# [Work instructions]
Below are lines of data; count those containing the word "hoping" and write nothing but the number.

# [Supplied material]
PR #4138, opened 2022-09-21
BLD: remove unused extra dependencies

neutrinoceros:
## PR Summary

This contains updates in optional requirements mainly targetted at saving build time on CI


neutrinoceros:
Actually we don't currently use coverage at all (in CI), so maybe it'd be simpler to just remove it from the `[test]` extra dep list

cphyc (approved):

PR #4139, opened 2022-09-22
TYP: upgrade mypy, handle newly detected problems

neutrinoceros:
## PR Summary

Upgrading mypy to hopefully resolve issues seen in #3421

- TYP: upgrade mypy (0.910 -> 0.971)
- TYP: ignore mypy warnings in ProjectionPlot and SlicePlot __new__ methods
- TYP: fix typing errors in gadget_fof/fields.py


neutrinoceros:
A nice side effect of this PR is that it diminishes the run time of the type check job because there are wheels for mypy 0.971 + Python 3.10, so we don't have to compile mypy on each job

matthewturk (approved):

PR #4140, opened 2022-09-22
TST: set an upper bound for numpy version in type check env

neutrinoceros:
## PR Summary

Currently type checking is unstable on main, see https://github.com/yt-project/yt/actions/runs/3107473459/jobs/5035621544
The error seems to be triggered because we request mypy to validate Python 3.7 compatibility but the latest version of numpy doesn't have that constraint. It's not clear to me why this hasn't happened before, but this patch should fix it.


matthewturk:
@neutrinoceros how long do you anticipate this being in?  And, are you sure we should ship the release with this?

neutrinoceros:
Maybe it's not okay to ship it actually... I don't know that anyone downstream relies on installing yt with the `[typecheck]` extras, but this would probably break them.

A less invasive solution would be to switch the type-checking env to use Python 3.7 instead. Your call :)

matthewturk:
let's try the less invasive solution

neutrinoceros:
@matthewturk done !

matthewturk (approved):

PR #4142, opened 2022-09-24
ENH: add API to switch raytracing engine at runtime

neutrinoceros:
## PR Summary

This allows to properly define pytest fixtures for switching between "yt" and "embree" ray tracing engine options at runtime (useful in #4122)

Also, a follow up to #3626


matthewturk (dismissed):
Nice!

neutrinoceros:
@matthewturk I just realised I don't need the boolean flag, give me a minute to remove it and then you can set this to auto-merge if you'd like

matthewturk (approved):

neutrinoceros:
Sorry about the additional iterations, I think it's good now.

neutrinoceros:
sigh... actually I do need it, otherwise my fixtures just crash pytest

neutrinoceros:
Nevermind. This is usable as is, and validated via #4122

neutrinoceros:
A problem I failed to see originally here is that `"embree"` is currently the default ray tracing engine. In the current state, this means yt will raise a warning at startup time unless one of the following conditions is met:
- embree is correctly installed
- the parameter is override from the config file

This isn't acceptable.
So here are the options I can think of:

1) Change the default engine to `"yt"`. This has the downside of breaking users relying on being able to use embree with no additional configuration (other than installing it).
2) reintroduce a very boolean flag so that we can filter the warning, and use it specifically at initialisation (cost in code complexity)
3) _never_ warn the `set_raytracing_engine("embree")` fails

None of these are ideal. I think 1) is the correct thing to do, provided it the breaking change clearly mentioned in release notes. Hopefully this feels acceptable not just to me, I'll let reviewers discuss this point.

neutrinoceros:
I've now implemented my preferred solution (1)

matthewturk (approved):

PR #4143, opened 2022-09-24
Updating Firefly-dependent areas to match API changes and PyPI packaging

mtryan83:
## PR Summary

This PR aims to reconcile the changes to Firefly introduced since version 4.0.0 of yt was released. In summary, Firefly tweaked the `Reader` and `ParticleGroup` APIs and the installation of Firefly from PyPI installs as `firefly` (instead of `Firefly` or `Firefly-vis`, the devs were able to get control of the package name).  I've updated the documentation, including that (I believe) Firefly also now prefers their binary `.ffly` format.

I'm very new to Firefly and yt, so I would greatly appreciate it if e.g. @agurvich would double check.

I believe this counts as a fix/update for #3415 

## PR Checklist


mtryan83:
pre-commit.ci autofix

setup.cfg
```diff
@@ -81,7 +81,7 @@ full =
     astropy>=4.0.1,<6.0.0
     f90nml>=1.1.2
     fastcache>=1.0.2
-    firefly-vis>=2.0.4,<3.0.0
+    firefly>=3.0.0
```
neutrinoceros, line 84: I would like to keep this as bullet-proof as possible, so that yt+firefly keeps working in CI even when API changes upstream. AFAIC I'm very happy with the current workflow where this kind of PR helps us migrate to newer API, but we do not depend.
```suggestion
    firefly>=3.2.0,<4.0.0
```

yt/data_objects/data_containers.py
```diff
@@ -703,7 +703,7 @@ def to_glue(self, fields, label="yt", data_collection=None):
 
     def create_firefly_object(
         self,
-        JSONdir,
+        datadir,
```
neutrinoceros, line 706: this particular change is not 100% backward compatible for yt users, we would also need to capture `JSONdir` being passed as a keyword argument and raise a deprecation warning when it's caugh (use `yt._maintainance.deprecation.issue_deprecation_warning`).
This also implies adding a default value to `datadir` (`None`)... well it gets messy pretty quickly. Let me know if you need more detailed instructions. I can also jump in and do this bit myself if you'd like.

yt/utilities/on_demand_imports.py
```diff
@@ -455,13 +455,13 @@ def concat(self):
 class Firefly_imports(OnDemand):
```
neutrinoceros, line 455: better to keep the name of the class in sync too
```suggestion
class firefly_imports(OnDemand):
```

neutrinoceros (changes requested):
Hi @mtryan83, thanks a lot for doing this !
Indeed, it'd be great if @agurvich could sign off here.
In the mean time, here are a couple comments, one of which is crucial (API change)

yt/utilities/on_demand_imports.py
neutrinoceros: (note that you'll need to update line 469 as well)

yt/data_objects/data_containers.py
mtryan83: I think 12c54cc covers this? I followed the approach from yt/data_objects/image_array.py for the notation. I put in 4.2 as the removal version, but that was just a guess.

neutrinoceros: Almost there. I'll add further comments.

yt/data_objects/data_containers.py
```diff
@@ -703,13 +704,14 @@ def to_glue(self, fields, label="yt", data_collection=None):
...
         self,
-        JSONdir,
+        datadir=None,
         fields_to_include=None,
         fields_units=None,
         default_decimation_factor=100,
         velocity_units="km/s",
         coordinate_units="kpc",
         show_unused_fields=0,
+        JSONdir=None,
```
neutrinoceros, line 714: we don't want this deprecated parameter to be valid if passed as _positional_, so let's mark it as keyword only
```suggestion
        *,
        JSONdir=None,
```

yt/data_objects/data_containers.py
```diff
@@ -793,9 +795,18 @@ def create_firefly_object(
...
 
+        if JSONdir is not None:
+            issue_deprecation_warning(
+                "The 'JSONdir' keyword argument is a deprecated alias for 'datadir'."
+                "Please use 'datadir' directly.",
+                since="4.1",
+                removal="4.2",
+            )
+            datadir = JSONdir
+
```
neutrinoceros, line 806: an error should be raised (`TypeError`) if `datadir` is still `None` at this point.

yt/data_objects/data_containers.py
```diff
@@ -793,9 +795,18 @@ def create_firefly_object(
         ## for safety, in case someone passes a float just cast it
         default_decimation_factor = int(default_decimation_factor)
 
+        if JSONdir is not None:
+            issue_deprecation_warning(
+                "The 'JSONdir' keyword argument is a deprecated alias for 'datadir'."
+                "Please use 'datadir' directly.",
+                since="4.1",
+                removal="4.2",
```
neutrinoceros, line 803: no need to specify a removal version, we'll try to keep this for a couple minor versions at least, and possibly longer if it's not a burden to maintain
```suggestion
```

neutrinoceros (commented):
follow up comments on the deprecated API part

yt/data_objects/data_containers.py
mtryan83: `None` is an allowed (and is the default) value for `datadir` though. From the Firefly doc/code, a value of `none` defaults to `$HOME/<file_prefix>` (and `file_prefix` defaults to `Data`).

yt/data_objects/data_containers.py
```diff
@@ -719,7 +721,7 @@ def create_firefly_object(
         Parameters
         ----------
 
-        JSONdir : string
+        datadir : string
             Path to where any `.json` files should be saved. If a relative
             path will assume relative to `${HOME}`
```
mtryan83, line 727:
```suggestion
            path will assume relative to `${HOME}`. A value of `None` will default to `${HOME}/Data`.
```

yt/data_objects/data_containers.py
neutrinoceros: Yes that would make sense indeed ! While we're at it, we should probably also document where additional `**kwargs` are being passed to, since that's also supported.

yt/data_objects/data_containers.py
```diff
@@ -753,6 +753,10 @@ def create_firefly_object(
             A flag to optionally print the fields that are available, in the
             dataset but were not explicitly requested to be tracked.
 
+        kwargs : dict of items
+            Any additional values are passed as parameters in the
+            firefly.data_reader.Reader initialization.
```
neutrinoceros, line 758:
```suggestion
        Any additional keyword arguments are passed to
        firefly.data_reader.Reader.__init__
```

neutrinoceros (dismissed):

agurvich:
So, I am only just now tuning in. I am traveling until next Monday 10/3 and won't have a chance to formally review this until then. @mtryan83, first of all, thank you for putting all of this together! from your original PR summary this seems like exactly the sort of changes that I've had on a to-do list to do since we updated the API and submitted the Firefly paper so I am in your debt for handling it. 

It's been hard to follow the updates to the PR since then, has it all mostly been yt documentation stuff? Is there something in particular I should pay close attention to (it sounds like you covered all the bookkeeping stuff like switching JSONDIR and `.ffly` format, etc.). I can have a look at the file diffs but it may be worth coordinating and changing things upstream if there's something worth cleaning up there (e.g. if it means removing a warning on yt's side because I just do better type checking on firefly's side).

neutrinoceros:
>So, I am only just now tuning in. I am traveling until next Monday 10/3 and won't have a chance to formally review this until then.

No rush on our side !

> it may be worth coordinating and changing things upstream if there's something worth cleaning up there (e.g. if it means removing a warning on yt's side because I just do better type checking on firefly's side).

AFAICT there's nothing we'd want to clean up upstream.

mtryan83:
I think the main thing is just making sure I updated the API correctly.  From what I could tell, it was just `JSONdir` --> `datadir`, `tracked_*` --> `field_*`, `Firefly` --> `firefly`, and `dumpToJSON` --> `writeToDisk` and `options` --> `settings` (though those two only appear in the documentation).

I don't see anything to clean up upstream either.

Looks like I missed a JSONdir though, @neutrinoceros, sorry!

neutrinoceros:
For later reference, I previously triaged this for the 4.1 milestone, but I'm going to take it back, because that release is already far behind schedule. I would still be happy to include the patch in the release if we can get a second review in time, which seems likely, I just want to signal that the patch shouldn't be considered blocking.

mtryan83:
(fast-cache and firefly dependencies were _touching_! Couldn't automerge anymore)

agurvich (approved):
These look great to me, thank you @mtryan83 for cleaning all this up with the new API. I'm hoping that I won't be compelled to change it again any time soon now that we have the .ffly format (which is what inspired most of the changes).

neutrinoceros (approved):

PR #4145, opened 2022-09-30
BUG: Use any() on numpy array in flash blockless check

### LINKED ISSUE #4109: BUG: incorrect conversion from array to boolean
### Bug report

**Bug summary**
This line
https://github.com/yt-project/yt/blob/2f4766957a2e88461cf1473bb5873335e80b529d/yt/frontends/flash/io.py#L164

triggers a bunch of `DeprecationWarning`s in testing
```
/home/fido/workspace/yt_py38_git/yt/frontends/flash/io.py:164: DeprecationWarning: The truth value of an empty array is ambiguous. Returning False, but in future this will result in an error. Use `array.size > 0` to check that an array is not empty.
```

It is not directly obvious to me how it should be fixed, since I am not familiar with this region. I'll assign @matthewturk who last edited this line.

matthewturk:
## PR Summary

Closes #4109

### DIFF
--- a/yt/frontends/flash/io.py
+++ b/yt/frontends/flash/io.py
@@ -145,7 +145,7 @@ class IOHandlerFLASH(BaseIOHandler):
                 if _xyz[0].size > 0:
                     bxyz.append(_xyz)
                 mask = selector.select_points(x, y, z, 0.0)
-                blockless = _xyz[0] > 0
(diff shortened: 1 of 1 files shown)


neutrinoceros:
Thanks ! I'll wait for Jenkins CI to complete and check if the deprecation warnings are all gone

PR #4146, opened 2022-10-02
RFC: upgrade Cython 'language level' to Python 3

neutrinoceros:
## PR Summary

This should be a noop, and gets us more in line with Cython 3.0 upcoming standards. See https://cython.readthedocs.io/en/latest/src/userguide/migrating_to_cy30.html?highlight=language_level#python-3-syntax-semantics

### DIFF
--- a/yt/geometry/_selection_routines/selector_object.pxi
+++ b/yt/geometry/_selection_routines/selector_object.pxi
@@ -1,3 +1,6 @@
+from .oct_visitors cimport CountTotalCells, CountTotalOcts
+
+
 cdef class SelectorObject:
 
     def __cinit__(self, dobj, *args):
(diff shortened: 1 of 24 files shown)


neutrinoceros:
Ouch. Clearly this is *much* more fragile than I thought. I may come back and try to fix it in the coming days, or I'll close it if I don't have time.

neutrinoceros:
Thanks to @cphyc's help, this is now ready for review.
The one bit I was worried about is that using `language_level=3` changes the meaning of the `/` operator for integers (from integer division to float division), and I was concerned that we might miss some updates and create bugs, but the good news is that _we can't_, because `x / y` fails at compile time if `x` is an integer.

cphyc:
So to be precise, `z = x / y` fails at compilation is `z` is of integer type.

matthewturk:
That's interesting.

neutrinoceros:
I note that using `//` in Cython may still have a performance hit because it calls Python API. We should check that it's not used in any hot loop

cphyc:
I don't think this is in any hot loop at the moment, but if this worries you we can always wrap stuff with `@cython.cdivision(True)`.

neutrinoceros:
wow, so many conflicts from the Cython-lint PRs. I'll make this a draft until I can make sure tests still pass

neutrinoceros:
@matthewturk do you want to review this ?

yt/geometry/_selection_routines/selector_object.pxi
```diff
@@ -1,3 +1,6 @@
+from .oct_visitors cimport CountTotalCells, CountTotalOcts
```
matthewturk, line 1: Is this because we don't implicitly import from pxd files now?

matthewturk (commented):
lgtm; lots of rearranging which took a moment to read, but the int division changes all seem reasonable and this is an improvement.

matthewturk (approved):

yt/geometry/_selection_routines/selector_object.pxi
neutrinoceros: TBH I'm not 100% sure I understand how this file used to compile, but this broke only after I resolved the conflicts from #4195 , so I _assume_ that the dependency graph worked because of misplaced import statements that happened to compensate their absence here.

PR #4266, opened 2022-12-24
TST: add missing @requires_module("h5py") decorators

neutrinoceros:
## PR Summary
facilitate running tests with tests files installed but not h5py


matthewturk:
Reading this makes me think we should instead make `@requires_file` either know the format (i.e., chosen from a list of existing datasets) or have it accept an argument that includes the necessary modules.

neutrinoceros:
This is a good idea, but I would rather avoid adding complexity to any function in the `yt.testing` namespace as long as we haven't migrated out of nose completely.

matthewturk (approved):

PR #4267, opened 2022-12-25
ENH: uniformize YTException class hierarchy

neutrinoceros:
## PR Summary

Fix a collection of minor, related design issues:

- all `YTXxxxxxxError` class derive from `YTException`
- fix `super()` usage
- simplify base class design so that it contains *no* init code

### DIFF
--- a/yt/utilities/exceptions.py
+++ b/yt/utilities/exceptions.py
@@ -6,9 +6,7 @@ from unyt.exceptions import UnitOperationError
 
 
 class YTException(Exception):
-    def __init__(self, message=None, ds=None):
-        Exception.__init__(self, message)
-        self.ds = ds
+    pass
 
 
 # Data access exceptions:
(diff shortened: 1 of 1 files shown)


matthewturk (commented):
So in doing this, we're never going to call `super()` of `__init__`?  What happens if we end up wanting to do this in the future?  I think as long as this is being done, we should include potentially-non-operative `super` calls in all the inits.

neutrinoceros:
It depends what design we want to push, and *why* we're using inheritance here.
The current state of affairs is that most our custom exceptions derive from `YTException` presumably so that user code may have a way to catch any error coming from yt as `except YTException`. That is one reason to use inheritance. But using `super()` calls implies that all involved classes are designed to work together, which isn't the case at the moment, so in my opinion it's clearer to avoid `super()` if it doesn't fit the *current* design. I also do not see any reason why we might change it in the future but even if we do, we can introduce `super` back as the need arises.

matthewturk:
Alright, I'm OK with this.

matthewturk (approved):

Issue #4270, opened 2022-12-27
ENH: support per-frontend extra requirements with pip


neutrinoceros:
Most users only need a single frontend, but many frontends have optional dependencies (`h5py`, `netcdf4`, `f90nml` ...), which are not exactly documented. The lazy-import mechanism helps discovering missing bits, but only at runtime.

It'd be cool to support installing yt with all optional requirements approriate for a specific frontend, for instance
```
python -m pip install "yt[enzo]"
```
would install `h5py` directly.

### Caveats (and solutions)
A challenge with doing this is to avoid duplicating constraints as much as possible.
Leveraging pip's support for recursive dependencies (unfortunately poorly documented, but known via https://hynek.me/articles/python-recursive-optional-dependencies/), repetitions can be avoided. Here's a example of how it might work

```toml
[project.optional-dependencies]
# generic requirements
HDF5 = ["h5py>=3.0"]
fortran = ["f90nml>=1.1.2"]

# frontend-specific requirements
enzo = ["yt[HDF5]"]
owls = ["yt[HDF5]"]
ramses = ["yt[fortran]"]

# refactor existing "full" target
full = ["yt[enzo, owls, ramses]"]
```

Note that I'm using `pyproject.toml`'s format, while currently our metadata lives in `setup.cfg`. Recursive dependencies are also available in `setup.cfg` but it's destined to be deprecated (see https://github.com/pypa/setuptools/issues/3214), so might as well migrate to `pyproject.toml` while we are at it.

Also note that recursive dependencies require `pip>=21.2`, so it doesn't work out of the box for Python versions with a bundled pip version older than this. For reference, here's a manually collected sample dataset

| Python version | bundled pip version |
| :---------------: | :-------------------: |  
| 3.8.0 | 19.2.3 |
| 3.8.13 | 22.0.4 |
| 3.9.0 | 20.2.3 |
| 3.9.7 | 21.2.3 |
| 3.10.0 | 21.2.3 |

So in order to support this for any patch version of Python 3.8 and 3.9, we'd need to specifically instruct upgrading `pip` itself as part of the installation process, and this extra step can be dropped when we stop supporting versions older than `3.9.7` (so, basically, when we drop Python 3.9, most likely in 2024 at the current pace)

matthewturk:
Would this affect conda-based installs?

neutrinoceros:
No that wouldn't change anything for conda. Also, and to my knowledge, there is nothing similar in the conda world, which is why I left it out.

[...]

PR #4271, opened 2022-12-27
BLD: migrate static metadata to pyproject.toml

neutrinoceros:
## PR Summary

- `setup.cfg` is targetted for deprecation https://github.com/pypa/setuptools/issues/3214
- `setuptools`' support for `pyproject.toml` is out of beta

Follow up to #3078, and prep for #4270

The heavy lifting is done by `ini2toml`. The only effective change is a bump in the minimal requirement for setuptools' version at build time.


pyproject.toml
```diff
@@ -10,6 +10,151 @@ requires = [
...
+text = "BSD 3-Clause"
+
+[project.urls]
+Homepage = "https://yt-project.org/"
+Documentation = "https://yt-project.org/doc/"
+Source = "https://github.com/yt-project/yt/"
+Tracker = "https://github.com/yt-project/yt/issues"
+
+[project.entry-points."nose.plugins.0.10"]
+answer-testing = "yt.utilities.answer_testing.framework:AnswerTesting"
```
neutrinoceros, line 73: it's not clear yet that this auto-migration will work. I'm hoping CI doesn't rely on it because it needs to be dropped or migrated to pytest eventually. If nothing break in the first run I'll try again with this section completely removed to see how things go.

neutrinoceros: Looks like it's used only on GHA for answer tests, so I'll keep it in this PR but it can be removed when #4122 goes in

matthewturk (approved):
LGTM.

PR #4272, opened 2022-12-28
ENH: add support for installing yt with cherry-picked, frontend specific optional dependencies with pip

### LINKED ISSUE #4270: ENH: support per-frontend extra requirements with pip

neutrinoceros:
## PR Summary
Fix #4270
I still need to add documentation, but I'm opening as a draft to see how it goes with CI

## PR Checklist

### DIFF
--- a/doc/source/installing.rst
+++ b/doc/source/installing.rst
@@ -85,7 +85,7 @@ Additional requirements (pip only)
 
 yt knows about several data file formats. In many cases (e.g. HDF5), additional
 dependencies are needed to enable parsing, that are not installed with yt by default.
-In order to install every requirements for a specific format alongside yt,
+In order to install all required packages for a specific format alongside yt,
 one can specify them as, for instance
 
 .. code-block:: bash
--- a/doc/source/installing.rst
+++ b/doc/source/installing.rst
@@ -65,7 +65,7 @@ will work best for you depends on your precise situation:
 Installing a stable release
 +++++++++++++++++++++++++++
 
-The latest stable release can be obtained from Pypi with pip
+The latest stable release can be obtained from PyPI with pip
 
 .. code-block:: bash
 
@@ -78,6 +78,23 @@ Or using the Anaconda/Miniconda Python distributions
 .. code-block:: bash
 
   $ conda install --channel conda-forge yt
+
+
+Additional requirements (pip only)
+~~~~~~~~~~~~~~~~~~~~~~~~~~~~~~~~~~
+
+yt knows about several data file formats. In many cases (e.g. HDF5), additional
+dependencies are needed to enable parsing, that are not installed with yt by default.
+In order to install every requirements for a specific format alongside yt,
+one can specify them as, for instance
+
+.. code-block:: bash
+
+  $ python -m pip install --upgrade pip
+  $ python -m pip install --user "yt[ramses]"
+
+Extra requirements can be combined, separated by commas (say ``yt[ramses,enzo_e]``).
+Note that all format names are normalized to lower case.
 
 
 .. _install-from-source:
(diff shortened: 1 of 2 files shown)


matthewturk (commented):
I think this looks really well done.  I think we should also have the jupyter widgets and `widgyts` stuff in there as an option some where, and eventually napari.

neutrinoceros:
sure ! what are the requirements for this, and would you like to suggest a target name (maybe `yt[jupyter]` fits ?) ?

doc/source/installing.rst
```diff
@@ -80,6 +80,23 @@ Or using the Anaconda/Miniconda Python distributions
   $ conda install --channel conda-forge yt
 
 
+Additional requirements (pip only)
+~~~~~~~~~~~~~~~~~~~~~~~~~~~~~~~~~~
+
+yt knows about several data file formats. In many cases (e.g. HDF5), additional
+dependencies are needed to enable parsing, that are not installed with yt by default.
+In order to install every requirements for a specific format alongside yt,
```
matthewturk, line 88:
```suggestion
In order to install all required packages for a specific format alongside yt,
```

doc/source/installing.rst
```diff
@@ -80,6 +80,23 @@ Or using the Anaconda/Miniconda Python distributions
...
+one can specify them as, for instance
+
+.. code-block:: bash
+
+  $ python -m pip install --upgrade pip
+  $ python -m pip install --user "yt[ramses]"
+
+Extra requirements can be combined, separated by commas (say ``yt[ramses,enzo_e]``).
+Note that all format names are normalized to lower case.
```
matthewturk, line 97: So format names are normalized, but `Fortran` and `HDF5` aren't, right?

neutrinoceros: Right. I'm using the word "format" here to avoid too specific nomenclature with frontends and dataset classes. I don't really intend `HDF5` and `Fortan` target as user exposed (they are, of course, but I'm intentionally not advertising them in docs)

matthewturk (approved):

# [Reply to the exercise]
2